I take two .5 pills and it does the trick. If I were going to something very stressful I would take 3.


----------



## arth77 (Jun 4, 2009)

you should carry an extra few tablets with you when out and disolve under tongue for unexpected anxiety and panicks


----------



## fadetoblack72 (Apr 8, 2009)

Thanks  It sounds like I am at the regular dose. For the people who take these pills are they also on something else? I was on lexapro but before I could get off the starter dose it killed my sex drive so I stopped. I've tried other meds but don't have the money or insurance for them now. Welbutrin, prozac, one other I can't remember right now.


----------



## fadetoblack72 (Apr 8, 2009)

One more thing, the drug sheet says it's supposed to only be used for 2-4 months.
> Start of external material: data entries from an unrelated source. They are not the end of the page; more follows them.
PR #638, opened 2026-04-17
Use routing hints to skip proxy placement lookup on first request

calavera:
## Summary

Client-side implementation of [compute-engine-internal#680](https://github.com/tensorlakeai/compute-engine-internal/pull/680).

When the server is configured with a hint signing key, the sandbox create/claim response now carries a short-lived `routing_hint` HMAC-SHA256 token. This PR threads that token through to the first proxy request as `X-Tensorlake-Route-Hint`, letting the sandbox proxy route directly to the dataplane without an Indexify placement lookup.

- **Rust cloud-sdk** (`crates/cloud-sdk/`): adds `routing_hint` to `CreateSandboxResponse`, adds `with_routing_hint()` to `SandboxProxyClient`, includes `X-Tensorlake-Route-Hint` on all proxy requests when a hint is present
- **Rust Python bindings** (`crates/rust-cloud-sdk-py/`): exposes `routing_hint` param on `CloudSandboxProxyClient`
- **Python SDK** (`src/tensorlake/sandbox/`): parses `routing_hint` from create response, threads it through `connect()` into the proxy client; `create_and_connect()` fast-paths when status is already `running` (skips the redundant poll RTT)
- **TypeScript SDK** (`typescript/src/`): same pattern — `routingHint` on `CreateSandboxResponse`, `SandboxOptions`, and `HttpClientOptions`; `connect()` accepts the hint; `createAndConnect()` has the same fast path

The hint has a 5-second TTL and the proxy falls through silently on any failure, so no client-visible errors on expiry or misconfiguration.

## Test plan

- [ ] Rust: `cargo check -p tensorlake-cloud-sdk -p tensorlake-rust-cloud-sdk-py` passes
- [ ] TypeScript: `tsc --noEmit` passes
- [ ] Integration: create a sandbox, verify first proxy request includes `X-Tensorlake-Route-Hint` header when server is configured with signing key

### DIFF
--- a/Cargo.toml
+++ b/Cargo.toml
@@ -3,7 +3,7 @@ members = ["crates/cloud-sdk", "crates/cli", "crates/rust-cloud-sdk-py"]
 resolver = "3"
 
 [workspace.package]
-version = "0.4.46"
+version = "0.4.47"
 authors = ["Tensorlake Inc. <support@tensorlake.ai>"]
 edition = "2024"
 license = "Apache-2.0"
--- a/crates/cloud-sdk/src/sandboxes/mod.rs
+++ b/crates/cloud-sdk/src/sandboxes/mod.rs
@@ -223,6 +223,7 @@ impl SandboxesClient {
 pub struct SandboxProxyClient {
     client: Client,
     host_override: Option<String>,
+    routing_hint: Option<String>,
 }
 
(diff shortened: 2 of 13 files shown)


cooleel (approved):
LGTM, thanks!

Issue #1324, opened 2026-02-03
Missing required header for this request: Content-MD5 when I DeleteObjects from S3


hung2602:
Below is the specific log when I using config backups_to_keep_remote: 3 to rotate backups stored on S3.
2026-02-03 09:33:13.838 WRN pkg/backup/backuper.go:71 > Will wait near 5.532522239s and retry, error=S3 batch delete failed for batch starting at index 0: DeleteObjects API call failed: operation error S3: DeleteObjects, https response error StatusCode: 400, RequestID: ac1044ee:19b8cc8520a:34818:892f, HostID: 55f9344b87d2cba37d410d59e01a2548bae766e7644ffbbfd464d0e5a3892b0f, api error InvalidRequest: Missing required header for this request: Content-MD5
Is there a way to fix this?

hung2602:
I used the S3 compatible.

Slach:
@hung2602 which clickhouse-backup version do you use?

hung2602:
clickhouse-backup --version
Version:         2.6.42
Git Commit:      6aa5680cb78cc2fdb29c5a0a5a2859b487f7c22a
Build Date:      2026-01-29
@Slach I has used clickhouse-backup version 2.6.42

vanyasvl:
@Slach when we can expect 2.6.43 with this fix?

Issue #829, opened 2024-02-12
upload doesn't work for S3 when object lock turned on by default


Slach:
```
InvalidRequest: Content-MD5 OR x-amz-checksum- HTTP header is required for Put Object requests with Object Lock parameters
```

UnamedRus:
https://github.com/aws/aws-sdk-go-v2/issues/1689
https://github.com/aws/aws-sdk-go-v2/pull/2040

Looks like, it just matter of setting value to `ChecksumAlgorithm` parameter

PR #1363, opened 2026-04-22
fix: attach per-part checksum header on UploadPart for Object Lock buckets

david-pivonka:
## Summary

Fixes upload failures against S3 buckets with Object Lock enabled.

## Problem

With `s3.checksum_algorithm: CRC32` set in config, single `PutObject` / `CopyObject` uploads succeed against Object Lock buckets (that path was fixed in #829). Large file uploads still fail during multipart:

```
operation error S3: UploadPart, https response error StatusCode: 400,
api error InvalidRequest: Content-MD5 OR x-amz-checksum-* HTTP header
is required for Put Part requests with Object Lock parameters
```

`s3manager.Uploader` sends the per-part checksum as an HTTP trailer (via aws-chunked encoding). Object Lock rejects trailer-based checksums on `UploadPart` — it requires the checksum as a request header.

## Fix

When `CheckSumAlgorithm == CRC32` and the file is large enough to trigger multipart, `PutFileAbsolute` dispatches to a manual multipart path (`putFileMultipartCRC32`) that:

1. Calls `CreateMultipartUpload` (existing enrich helper used, so tags / SSE / ACL preserved).
2. Reads each part into a buffer, computes CRC32 (IEEE), base64-encodes it.
3. Calls `UploadPart` with `ChecksumAlgorithm: CRC32` and `ChecksumCRC32: <base64>` — the SDK serialises this as the `x-amz-checksum-crc32` request header, which Object Lock accepts.
4. Aborts on any failure; completes via `CompleteMultipartUpload` on success.

For all other cases (no checksum configured, non-CRC32 algo, file below part size), the original `s3manager.Uploader` path is unchanged.

## Scope

- Only activates when the operator opts in via `checksum_algorithm: CRC32`, so existing deployments are unaffected.
- Does not touch `CopyObject` (multipart copy) — `UploadPartCopyInput` has no `ChecksumAlgorithm` field; server-side copy derives integrity from the source object and is not covered by this failure mode.
- Sequential upload loop; concurrency matches `s3manager.Uploader` behaviour only in the dispatched case. Can be parallelised as a follow-up if needed.

## Verification

Tested against a real AWS S3 bucket in `ca-central-1` with Object Lock Compliance mode (30-day default retention). Before the patch: every multipart upload fails with the InvalidRequest error above. After: uploads complete and objects land under the default retention.

## Related

- #829 — original Object Lock support (PutObject / CopyObject). This PR extends to UploadPart.
- #1324 / #1329 — Content-MD5 on DeleteObjects (related but separate code path).

### DIFF
--- a/.gitignore
+++ b/.gitignore
@@ -13,6 +13,7 @@ vendor/
 .aider*
 AGENTS.md
 CLAUDE.md
+GEMINI.md
 .qwen/
 .claude/
 .crush/
--- a/pkg/storage/s3.go
+++ b/pkg/storage/s3.go
@@ -1,9 +1,12 @@
 package storage
 
 import (
+	"bytes"
 	"context"
 	"crypto/tls"
+	"encoding/base64"
 	"fmt"
+	"hash/crc32"
 	"io"
 	"net/http"
 	"os"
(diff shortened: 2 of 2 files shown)


david-pivonka:
@Slach when you have a moment, could you take a look at this one? Extends the #829 Object Lock support to the UploadPart path. Happy to adjust the approach (middleware instead of a parallel code path, concurrency, etc.) based on your feedback.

I've been on it over a year. Has anyone been told differently?


----------



## bowlingpins (Oct 18, 2008)

Since it is working ok even after taking it for years, you don't have problems with tolerance (tolerance is when you need to keep on increasing dose for same effect). Many people get tolerant and this is one of the reasons why benzos are used short term. They simply don't work long term for some! But you are fine in this regard.
As for other problems w/ long term benzo. use, if you were to have any, you would already have had them by now.


----------



## DMBfan (Aug 29, 2008)

They all say not to take benzos long term, it's a CYA thing. The 20 year studies on benzos show them to be safe and effective. Short term memory loss can be a problem for some but that tends to go away when you stop. By far the biggest "risk" of taking a benzo for more than a few weeks is possible difficulty tapering off the medication. You should NEVER stop cold turkey or allow yourself to run out.


----------



## UltraShy (Nov 8, 2003)

fadetoblack72 said:


> One more thing, the drug sheet says it's supposed to only be used for 2-4 months. I've been on it over a year. Has anyone been told differently?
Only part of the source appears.